Denver Non-Profit Faces Protests
The Rocky Mountain News has a good article about El Centro Humanitario para los Trabajadores, which operates in downtown Denver. The center aims to help day laborers, but many groups against immigration have been protesting the center recently. From the article:
The agency found a home in June 2002, when Fred Pasternack began renting his 6,000-square-foot former car wash to the group. Last year, he donated the building to the nonprofit.
Today, the group operates with a $263,000 budget, funded mostly by private foundations. The agency gets $50,000 a year from government agencies, including the city of Denver.
El Centro has 11 donated computers that workers use to look for jobs. Denver University law students volunteer once a week to help workers collect back pay from scofflaw employers - some $40,000 last year.
Workers registered at the center are picked for jobs through a lottery system. The agency does not get any of the workers' pay and does not charge a fee to the employers.
Most jobs involve construction, landscaping, cleaning, moving and other low-skilled labor.
About a dozen women meet each week to make crafts, including jewelry, cushions and piƱatas, many of which hang from the ceiling inside the center's main room.
For many workers, El Centro is their ticket to survival, a way to earn money to pay for food, transportation and housing. Some of the illegal immigrants send their earnings back to their families in Mexico and South America.
Other workers have recently lost jobs or plunged into depression or substance abuse because of a family trauma.

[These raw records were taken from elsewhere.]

PR #2288, opened 2024-05-22
fix(#2287): symfony assertions (NotBlank) not working in DTO classes

### LINKED ISSUE #2287: [Bug]: Symfony assertions (NotBlank) not working in DTO classes
### Version

4.26.1

### Description

I found issues with '\Symfony\Component\Validator\Constraints\NotBlank'. When merged fix for this bug https://github.com/nelmio/NelmioApiDocBundle/issues/2222 can't set the property required if it has default value. 

Example:

```php
<?php

namespace App\Dto\Api\V1\Response\Contact;

use App\Dto\Api\V1\Response\ResponseDto;
use App\Entity\Contact;

class GetContactsDto
{
    /**
     * @var Contact[]
     */
    protected array $items = [];

    #[\Symfony\Component\Validator\Constraints\NotBlank()]
    protected int $count = 0;

    /**
     * @return Contact[]
     */
    public function getItems(): array
    {
        return $this->items;
    }

    /**
     * Set the value of items.
     *
     * @param Contact[] $items
     *
     * @return self
     */
    public function setItems(array $items)
    {
        $this->items = $items;

        return $this;
    }

    /**
     * Get the value of count.
     */
    public function getCount(): int
    {
        return $this->count;
    }

    /**
     * Set the value of count.
     *
     * @return self
     */
    public function setCount(int $count)
    {
        $this->count = $count;

        return $this;
    }
}
```

JSON: 

```json
"GetContactsDto": {
                "required": [
                ],
                "properties": {
                    "items": {
                        "title": "Set the value of items.",
                        "type": "array",
                        "items": {
                            "$ref": "#/components/schemas/Contact"
                        },
                        "default": []
                    },
                    "count": {
                        "title": "Get the value of count.",
                        "type": "integer",
                        "default": 0
                    }
                },
                "type": "object"
            },
```

This is important when using the OpenAPI documentation in Angular for example. All properties of response DTO classes should be non-undefinable.

I will make a pull request later.

### Additional context

_No response_

heminei:
| Issues        | Fix #2287|

### DIFF
--- a/src/ModelDescriber/Annotations/SymfonyConstraintAnnotationReader.php
+++ b/src/ModelDescriber/Annotations/SymfonyConstraintAnnotationReader.php
@@ -82,10 +82,6 @@ class SymfonyConstraintAnnotationReader
                     return;
                 }
 
-                if (!Generator::isDefault($property->default)) {
-                    return;
-                }
-
                 $existingRequiredFields = Generator::UNDEFINED !== $this->schema->required ? $this->schema->required : [];
                 $existingRequiredFields[] = $propertyName;
 


DjordyKoert:
Could you fix the failing tests? 😄

src/ModelDescriber/Annotations/SymfonyConstraintAnnotationReader.php
```diff
@@ -82,10 +82,6 @@ private function processPropertyAnnotations($reflection, OA\Property $property,
                     return;
                 }
 
-                if (!Generator::isDefault($property->default)) {
-                    return;
-                }
-
```
DominicLuidold, line 88: I don't think that this is the correct approach to solve this issue. Please see https://github.com/nelmio/NelmioApiDocBundle/issues/2287#issuecomment-2138858323 for my thoughts on this and another approach how to fix this outside of the bundle.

The common thread among them is the desire to earn a living.
Ji said she is not overly concerned about the Minutemen protests or the stream of nasty anti-immigrant phone messages her agency receives.
She said she's most worried about House Resolution 4437, the Border Protection, Antiterrorism and Illegal Immigration Control Act of 2005 that passed the House last month.
Among other things, the 137-page bill would allow a citizen to sue an agency such as hers and also sue law enforcement agencies to force prosecution of places like El Centro that help illegal immigrants.
"This is the worst law you can even think of," Ji said. "It makes it criminal for El Centro to exist."
By 9 a.m. last Tuesday, almost 70 workers have registered at the center. So far, only one man has gotten work.